“Testing” Limits – The Lab Team that Goes Above and Beyond
Every year, the Stormont Vail Health Laboratory performs more than 3.8 million lab tests. You’re probably thinking, “Wow! That’s a lot. I wonder how they do that.” Well, we are able to perform at that high caliber because we have four full-service labs, 2 specialty clinic draw centers, seven walk-in lab service centers, and most importantly, we have teammates who love what they do and love doing it together. It would be hard to find another lab that has a team this dedicated to, and excited about, their work. The laboratory team consists of phlebotomists, specimen processors, medical laboratory scientists and technicians, laboratory information systems, laboratory compliance, histologists and cytotechnologists. Each of these roles have a big name and an even bigger responsibility to give our patients quality care.
Behind the scenes, the diverse lab specialists and pathologists dedicate their time and energy into finding out what the naked eye cannot.
“It’s important that the different departments are able to talk to each other and really work together," said Heather Abrams, Laboratory Office Supervisor. "It’s about knowing how to communicate and know where specimens are and how to process them. There are a lot of processes we do every day that we know we will have to do, but there are other things that require research like specialty testing. So, I really like that aspect of it; kind of not knowing if there’s going to be something weird today or not!”
Pre-Analytical Services includes specimen processing, lab client services, and phlebotomy. Alongside other duties, client services handles specimen integrity and abnormal result phone calls as well as ensuring locations receive their lab results in a timely manner. Pre-Analytical services are also responsible for the morgue and ensuring that the patient and their belongings are handled with dignity and care when traveling on to their next destination.
In addition to doing blood collection throughout the hospital, phlebotomists, like Tiffany, perform blood collections in post-acute settings like nursing homes and rehabilitation facilities, allowing for opportunities to meet a large array of patients. “My favorite part of working in the lab, as a phlebotomist, is coming in contact with all of the different kinds of patients and gaining experience with ages ranging from newborn babies to 112 years old,” explained Tiffany Bayless.
Not only do phlebotomists perform blood collections, but they respond to team activations for traumas, code blues, strokes, and massive transfusions. Phlebotomy is a career pathway by itself, but also serves as a stepping-stone to other healthcare careers; there are many nurses working at Stormont Vail Health who got their start in health care by being a phlebotomist!
Medical Laboratory Scientists (MLS) and Technicians (MLT) are highly trained in the field of laboratory medicine. MLS/MLT team members perform high-complexity testing and utilize their education to aid the patient care team in diagnosis. The work can vary from calibrating instruments, identifying potential leukemia cell lines, determining blood product compatibility, and identifying microorganisms, to name a few.

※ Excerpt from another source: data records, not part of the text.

PR #1772, opened 2022-12-01
Fix trajectory unwind bug

### LINKED ISSUE #1777: RobotTrajectory unwind() functions only account for one extra "wrap"
Unwinding should account for any angle. For example, a UR3e robot's wrist can rotate infinitely. But, the [RobotTrajectory unwind()](https://github.com/ros-planning/moveit2/blob/f0d3202d637569ccac5fcc357a37e0d12a077c87/moveit_core/robot_trajectory/src/robot_trajectory.cpp#L158) function only accounts for one "unwrapping" of 2*pi.

```
      if (last_value > current_value + M_PI)
      {
        running_offset += 2.0 * M_PI;
      }
      else if (current_value > last_value + M_PI)
      {
        running_offset -= 2.0 * M_PI;
      }
```

mechwiz:
### Description
This PR fixes some unwinding/bounds issues for continuous joints.

1. If a trajectory that is being unwound from a reference-state starts (i.e. has an initial waypoint) where the continuous joint has a value above 2PI or below -2PI as could be the case when a trajectory from MTC is generated, I have noticed in a project that I was working on that the `running_offset` can be off by a multiple of 2PI leading to 2PI jumps in the command for that continous joint. This occurs because in the current implementation, the running_offset is not only being calculated using the offset between the reference state and the unwound reference state but also the offset between the initial waypoint (**which may not be unwound**) and the unwound current state which is not valid and is like comparing apples and oranges. To fix this, the initial waypoint of the trajectory also has its bounds enforced so that when it's being compared to the reference value, it's comparing apples to apples. Furthermore, I added logic to ensure that the running_offset takes into account when the unwound reference state and the unwound initial waypoint are not on the same side of PI by adding 2PI or subtracting 2PI accordingly.
2. When `executeAndMonitor` is called, unwinding is not handled properly if there are multiple trajectories within the plan as would happen when executing a task or a serial container from MTC. The way unwinding should work is that the current plan_component's trajectory (item i) should be unwound based on any group-matching previous plan_component's trajectory (item j). The current implementation for some unknown reason is starting at index zero and working up (which is not valid since there could be a matching group plan-component but it might not be the one that precedes component "i") instead of starting at the previous plan compoment and working down.

Fixes #1777 

@AndyZe 

### Checklist

### DIFF
--- a/moveit_core/robot_trajectory/src/robot_trajectory.cpp
+++ b/moveit_core/robot_trajectory/src/robot_trajectory.cpp
@@ -216,9 +216,13 @@ RobotTrajectory& RobotTrajectory::unwind(const moveit::core::RobotState& state)
     double last_value = waypoints_[0]->getJointPositions(cont_joint)[0];
     cont_joint->enforcePositionBounds(&last_value);
     if (last_value > reference_value + M_PI)
+    {
       running_offset -= 2.0 * M_PI;
+    }
     else if (last_value < reference_value - M_PI)
+    {
       running_offset += 2.0 * M_PI;
+    }
     double current_start_value = last_value + running_offset;
     waypoints_[0]->setJointPositions(cont_joint, &current_start_value);
 
--- a/moveit_core/robot_trajectory/src/robot_trajectory.cpp
+++ b/moveit_core/robot_trajectory/src/robot_trajectory.cpp
@@ -168,10 +168,13 @@ RobotTrajectory& RobotTrajectory::unwind()
     // unwrap continuous joints
     double running_offset = 0.0;
     double last_value = waypoints_[0]->getJointPositions(cont_joint)[0];
+    cont_joint->enforcePositionBounds(&last_value);
+    waypoints_[0]->setJointPositions(cont_joint, &last_value);
 
     for (std::size_t j = 1; j < waypoints_.size(); ++j)
     {
       double current_value = waypoints_[j]->getJointPositions(cont_joint)[0];
+      cont_joint->enforcePositionBounds(&current_value);
       if (last_value > current_value + M_PI)
       {
         running_offset += 2.0 * M_PI;
@@ -182,12 +185,8 @@ RobotTrajectory& RobotTrajectory::unwind()
       }
 
       last_value = current_value;
-      if (running_offset > std::numeric_limits<double>::epsilon() ||
-          running_offset < -std::numeric_limits<double>::epsilon())
-      {
-        current_value += running_offset;
-        waypoints_[j]->setJointPositions(cont_joint, &current_value);
-      }
+      current_value += running_offset;
+      waypoints_[j]->setJointPositions(cont_joint, &current_value);
     }
   }
   for (moveit::core::RobotStatePtr& waypoint : waypoints_)
@@ -231,6 +230,7 @@ RobotTrajectory& RobotTrajectory::unwind(const moveit::core::RobotState& state)
     for (std::size_t j = 1; j < waypoints_.size(); ++j)
     {
       double current_value = waypoints_[j]->getJointPositions(cont_joint)[0];
+      cont_joint->enforcePositionBounds(&current_value);
       if (last_value > current_value + M_PI)
       {
         running_offset += 2.0 * M_PI;
@@ -241,16 +241,14 @@ RobotTrajectory& RobotTrajectory::unwind(const moveit::core::RobotState& state)
       }
 
       last_value = current_value;
-      if (running_offset > std::numeric_limits<double>::epsilon() ||
-          running_offset < -std::numeric_limits<double>::epsilon())
-      {
-        current_value += running_offset;
-        waypoints_[j]->setJointPositions(cont_joint, &current_value);
-      }
+      current_value += running_offset;
+      waypoints_[j]->setJointPositions(cont_joint, &current_value);
     }
   }
   for (moveit::core::RobotStatePtr& waypoint : waypoints_)
+  {
     waypoint->update();
+  }
 
   return *this;
 }
--- a/moveit_core/robot_trajectory/src/robot_trajectory.cpp
+++ b/moveit_core/robot_trajectory/src/robot_trajectory.cpp
@@ -215,8 +215,12 @@ RobotTrajectory& RobotTrajectory::unwind(const moveit::core::RobotState& state)
 
     double last_value = waypoints_[0]->getJointPositions(cont_joint)[0];
     cont_joint->enforcePositionBounds(&last_value);
-    double current_value = last_value + running_offset;
-    waypoints_[0]->setJointPositions(cont_joint, &current_value);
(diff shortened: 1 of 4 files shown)


JafarAbdi:
Do you mind adding a test that reproduces the fixed issue?

AndyZe:
I can write a test, as part of reviewing this anyway.

moveit_core/robot_trajectory/src/robot_trajectory.cpp
```diff
@@ -214,12 +214,17 @@ RobotTrajectory& RobotTrajectory::unwind(const moveit::core::RobotState& state)
     double running_offset = reference_value0 - reference_value;
 
     double last_value = waypoints_[0]->getJointPositions(cont_joint)[0];
```
AndyZe, line 216: I'm confused why this is named `last_value`? It looks like `waypoint_value` would be a better name.

mechwiz:
Thanks Andy!
Sorry haven't gotten to the test writing part yet.

moveit_ros/planning/plan_execution/src/plan_execution.cpp
```diff
@@ -357,7 +357,7 @@ moveit_msgs::msg::MoveItErrorCodes plan_execution::PlanExecution::executeAndMoni
     // in the meantime we do a hack:
 
     bool unwound = false;
-    for (std::size_t j = 0; j < i; ++j)
+    for (int j = i - 1; j >= 0; --j)
```
AndyZe, line 360: Let's use longer names to improve readability

```suggestion
    for (size_t prev_component = current_component - 1; prev_component >= 0; --prev_component)
```

moveit_ros/planning/plan_execution/src/plan_execution.cpp
```diff
@@ -357,7 +357,7 @@ moveit_msgs::msg::MoveItErrorCodes plan_execution::PlanExecution::executeAndMoni
...
     {
       // if we ran unwind on a path for the same group
```
AndyZe, line 362:
```suggestion
      // if `current_component` and `prev_component` use the same group, unwind the trajectory
```

moveit_ros/planning/plan_execution/src/plan_execution.cpp
AndyZe: Overall, I'm not sure out this approach. Won't each component be "unwound" repeatedly? Once at the for-loop of L352, then again at L360...

AndyZe: @mechwiz what would you think about splitting these `executeAndMonitor` changes to a different PR, so they don't hold up getting the other bug fix merged?

mechwiz: I don't think so since there is a "break" at L369

AndyZe: I see. Basically the for-loop at L360 goes backward until it finds an earlier component for the same group, then unwinds it. So it can skip components which are not for the same group. Is that right?

mechwiz: correct - just to clarify to make sure we are on the same page "it finds an earlier component for the same group, then unwinds it" -> "it finds an earlier component for the same group, then unwinds the current component based on the last waypoint of the earlier component". yep it should skip any  components not of the same group.

mechwiz: I'm OK with making a separate PR but feel that the time difference between getting each of these issues resolved won't be significant to make it worth it.

AndyZe: Thanks for the explanation, I'm OK with it now. Shame on MoveIt for not having some basic tests for `unwind()`

mechwiz: on a side note - I could be wrong but I think the compiler might complain about using `size_t` here since the value of `j`/`prev_component` on the first pass is - 1.

AndyZe:
Started writing a test, got distracted by other bugs  :/   Will come back to this. Or maybe we merge it as it is, then fix the other bugs and write tests.

AndyZe (approved):
I'm OK merging this without tests. `unwind()` clearly has some other bugs that need to be fixed, anyway. See https://github.com/ros-planning/moveit2/pull/1778

We need to wait for one more review, though.

mechwiz:
I'm cool with merging as is as well!

mechwiz:
Okedoke, I think I fixed up the other unwind bugs and got the unwind test case to be successful

moveit_core/robot_trajectory/test/test_robot_trajectory.cpp
```diff
@@ -150,6 +151,210 @@ class RobotTrajectoryTestFixture : public testing::Test
   }
 };
 
+class OneRobot : public testing::Test
+{
+protected:
+  void SetUp() override
+  {
+    static const std::string MODEL2 =
```
mechwiz, line 159: Note - I pretty much copied this model from here https://github.com/ros-planning/moveit2/blob/main/moveit_core/robot_state/test/test_cartesian_interpolator.cpp#L57

AndyZe (approved):

moveit_core/robot_trajectory/src/robot_trajectory.cpp
```diff
@@ -168,10 +168,13 @@ RobotTrajectory& RobotTrajectory::unwind()
     // unwrap continuous joints
```
AndyZe, line 168: @mechwiz Here's a question. No need to address in this PR but I'm just interested in what you think.

Does it make sense to only unwrap continuous joints? I think you could still have a joint jump if a revolute joint had a large limit range.

mechwiz: I think I only saw this joint jump issue with continuous joints since the unwrapping was being done incorrectly. With revolute joints with large ranges, I don't think there will be any joint jump issues since they are never unwrapped. For example if the range is +/- 6PI, the current state is 6PI, and you specify a goal state of -6PI, the joint will actually move 6 full revolutions whereas for a continuous joint it will just stay as is since they are the same state. In other words, the values used for the revolute joint are absolute (and so no joint jumps will occur) whereas the continuous joint are relative (and so need to be unwinded correctly).

All this said - I could understand the usecase of a revolute joint with large limits "acting" like a continuous joint within the limits it has so that there wouldn't potentially be extra revolutions when going to a named state (which has a hardcoded value) but I guess a line had to be drawn somewhere between the two kinds of joints.

sjahr:
@mechwiz Can you rebase this branch, so we can merge it please

mechwiz:
Done

AndyZe (approved):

Other teams within the lab include laboratory information systems, the point of care team, and laboratory compliance. The information systems team is made up of IT professionals and clinical laboratory scientists. They work to build an efficient and easy-to-use interface between clinical staff, the laboratory, and our patients. The point of care team is in charge of training and maintaining competency for select laboratory staff as well as nursing staff and currently oversees 2000+ Point of Care users across the organization. Lab Compliance is responsible for reviewing patient's comprehensive data set in the registration system, completing electronic insurance verifications, identifying managed care issues, and referring as appropriate for resolution. They also dedicate time to ensure that charges to third-party payors are accurate, fair, and in compliance with federal and state laws and much more.
Histologists and cytotechnologists, specimen processors, and pathologists make up the anatomic pathology (AP) team. There are four steps for every specimen once it is received in the AP lab: Accessioning (receiving the specimen and placing in correct beaker), the Macroscopic Examination, Processing (preparing a slide specimen for microscopic analysis), and Interpretation by the pathologists. The anatomic pathology laboratory processes and handles many types of tissue and body fluid specimens for eventual diagnosis.
“My favorite thing about the lab is the diversity in people,” explained Heather. “Everyone brings their own background and point of view, which can be helpful if there is an issue we are trying to resolve. Really, just the people in general are the best to work with.”
Stormont Vail is proud to have a lab filled with such a range in talents and knowledge. This team goes above and beyond to help us reach our goal: to offer the best in care to our community.